═════ Given data ═════
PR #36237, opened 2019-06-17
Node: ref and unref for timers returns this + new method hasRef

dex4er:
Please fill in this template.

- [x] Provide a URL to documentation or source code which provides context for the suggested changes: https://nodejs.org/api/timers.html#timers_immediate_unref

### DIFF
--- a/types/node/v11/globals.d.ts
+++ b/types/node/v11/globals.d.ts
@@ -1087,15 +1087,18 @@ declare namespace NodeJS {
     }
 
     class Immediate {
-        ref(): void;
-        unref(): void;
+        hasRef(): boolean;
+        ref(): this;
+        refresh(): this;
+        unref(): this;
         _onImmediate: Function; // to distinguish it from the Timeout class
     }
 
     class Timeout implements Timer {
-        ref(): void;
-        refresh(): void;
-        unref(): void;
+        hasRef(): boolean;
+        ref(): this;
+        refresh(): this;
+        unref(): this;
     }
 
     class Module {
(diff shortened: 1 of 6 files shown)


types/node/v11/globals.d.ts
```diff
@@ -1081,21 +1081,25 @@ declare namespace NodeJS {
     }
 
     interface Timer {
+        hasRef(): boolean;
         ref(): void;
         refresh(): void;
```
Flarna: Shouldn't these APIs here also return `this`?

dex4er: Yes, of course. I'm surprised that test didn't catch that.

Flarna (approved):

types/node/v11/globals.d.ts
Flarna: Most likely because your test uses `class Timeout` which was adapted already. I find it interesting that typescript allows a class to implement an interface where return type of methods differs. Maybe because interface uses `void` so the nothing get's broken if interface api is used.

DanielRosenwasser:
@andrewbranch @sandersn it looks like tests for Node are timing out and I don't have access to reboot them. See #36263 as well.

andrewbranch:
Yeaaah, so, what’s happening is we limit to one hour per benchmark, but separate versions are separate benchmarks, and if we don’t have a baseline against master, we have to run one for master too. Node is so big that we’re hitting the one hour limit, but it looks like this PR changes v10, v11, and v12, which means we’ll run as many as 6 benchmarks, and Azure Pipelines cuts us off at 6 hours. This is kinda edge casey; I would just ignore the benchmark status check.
═════
** Problem statement **
What you need to do is retype all the entries exactly as written.

** Answer area **
PR #36237, opened 2019-06-17
Node: ref and unref for timers returns this + new method hasRef

dex4er:
Please fill in this template.

- [x] Provide a URL to documentation or source code which provides context for the suggested changes: https://nodejs.org/api/timers.html#timers_immediate_unref

### DIFF
--- a/types/node/v11/globals.d.ts
+++ b/types/node/v11/globals.d.ts
@@ -1087,15 +1087,18 @@ declare namespace NodeJS {
     }
 
     class Immediate {
-        ref(): void;
-        unref(): void;
+        hasRef(): boolean;
+        ref(): this;
+        refresh(): this;
+        unref(): this;
         _onImmediate: Function; // to distinguish it from the Timeout class
     }
 
     class Timeout implements Timer {
-        ref(): void;
-        refresh(): void;
-        unref(): void;
+        hasRef(): boolean;
+        ref(): this;
+        refresh(): this;
+        unref(): this;
     }
 
     class Module {
(diff shortened: 1 of 6 files shown)


types/node/v11/globals.d.ts
```diff
@@ -1081,21 +1081,25 @@ declare namespace NodeJS {
     }
 
     interface Timer {
+        hasRef(): boolean;
         ref(): void;
         refresh(): void;
```
Flarna: Shouldn't these APIs here also return `this`?

dex4er: Yes, of course. I'm surprised that test didn't catch that.

Flarna (approved):

types/node/v11/globals.d.ts
Flarna: Most likely because your test uses `class Timeout` which was adapted already. I find it interesting that typescript allows a class to implement an interface where return type of methods differs. Maybe because interface uses `void` so the nothing get's broken if interface api is used.

DanielRosenwasser:
@andrewbranch @sandersn it looks like tests for Node are timing out and I don't have access to reboot them. See #36263 as well.

andrewbranch:
Yeaaah, so, what’s happening is we limit to one hour per benchmark, but separate versions are separate benchmarks, and if we don’t have a baseline against master, we have to run one for master too. Node is so big that we’re hitting the one hour limit, but it looks like this PR changes v10, v11, and v12, which means we’ll run as many as 6 benchmarks, and Azure Pipelines cuts us off at 6 hours. This is kinda edge casey; I would just ignore the benchmark status check.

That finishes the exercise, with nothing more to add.